This year was big for my family. There were exciting times when important milestones were met such as walking and talking. Our family grew by one more when our daughter Grace was born in February. There were also hard times like when half our family was diagnosed with a rare genetic mutation. Whether it was a happy milestone or a difficult diagnosis, this past year brought life-changing memories. Here are some top moments from 2018.
Grace Marie was born in
February
Our third child Grace was born at the beginning of the year. Just like her brothers, she spent some time in the NICU after birth. She was later diagnosed with silent aspiration and got a feeding tube just like her brother Nicholas. Grace is growing really well and loves to eat. She’s actually on the growth chart!
Daniel learned to walk and talk
Daniel was born with clubbed foot, so he’s had to wear special shoes for most of his life; thus delaying his ability to walk on his own. He started walking independently just before his 2nd birthday. He’s learning how to run right now and go down stairs without holding on to anything. He also started talking more and lately his language is exploding. In therapy, we’re working on 5-word sentences and learning colors and numbers.
Autism diagnosis
After a long time wondering about Nicholas’s disabilities and delays, we finally got an answer when he was diagnosed with Autism just after his third birthday. We had a feeling he did, but it was a relief to get an answer that would open up more opportunities to give him the best life possible.
Exploring food after two years
Nicholas started touching, licking, tasting certain foods after two years of not eating anything. He has licked ice cream off a spoon multiple times and licked the juice from various fruits off his hands. A few weeks ago Nicholas bit off part of a Frito, chewed it, and swallowed.
ZNF462 genetic mutation diagnosis
In May, Nicholas and I (and later Grace) were diagnosed with a rare genetic mutation called ZNF462, something they both inherited from me.
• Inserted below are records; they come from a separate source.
PR #1694, opened 2025-03-14
close dropped connection on balancer.Update()

qrort:
## Pull request type

- [x] Bugfix
- [ ] Feature
- [ ] Build related changes

Issue Number: 1692

### DIFF
--- a/CHANGELOG.md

All three of us have the condition, but just different variants. I was born with a heart condition called Pulmonary Stenosis. The variant I have is obviously not as medically complicated as Nicholas and Grace. With Nicholas, he has autism, developmental delay, sensory processing disorder, silent aspiration, among other things. This is where his autism comes from. Grace also has silent aspiration and a little bit of a delay. This is something we could have never known about without doing genetic testing. Daniel does not have the gene.
Successful surgeries
Last summer Daniel had surgery on his back for tethered cord. Once his cord was released and could move freely, the doctor said she could see his cord expand by 1cm. Nicholas had a successful ear tube surgery about a month ago. We immediately saw an increase in vocalization and focus.
Walking with support
Nicholas started walking with the support of a walker earlier this year. It’s something he did a few times a week in therapy or at school. Now, he walks all the time in a walker that will hopefully be his last before being completely independent.
As I reflect on this past year, I can’t help but thank God for everything he’s blessed for my family. I hope 2019 brings even more growth and development from everyone. I hope Grace is the first one to crawl in our family. I wish to see Nicholas walk independently by his 4th birthday. And I hope Daniel will be the first to cease all therapies by the time he’s 3 years old.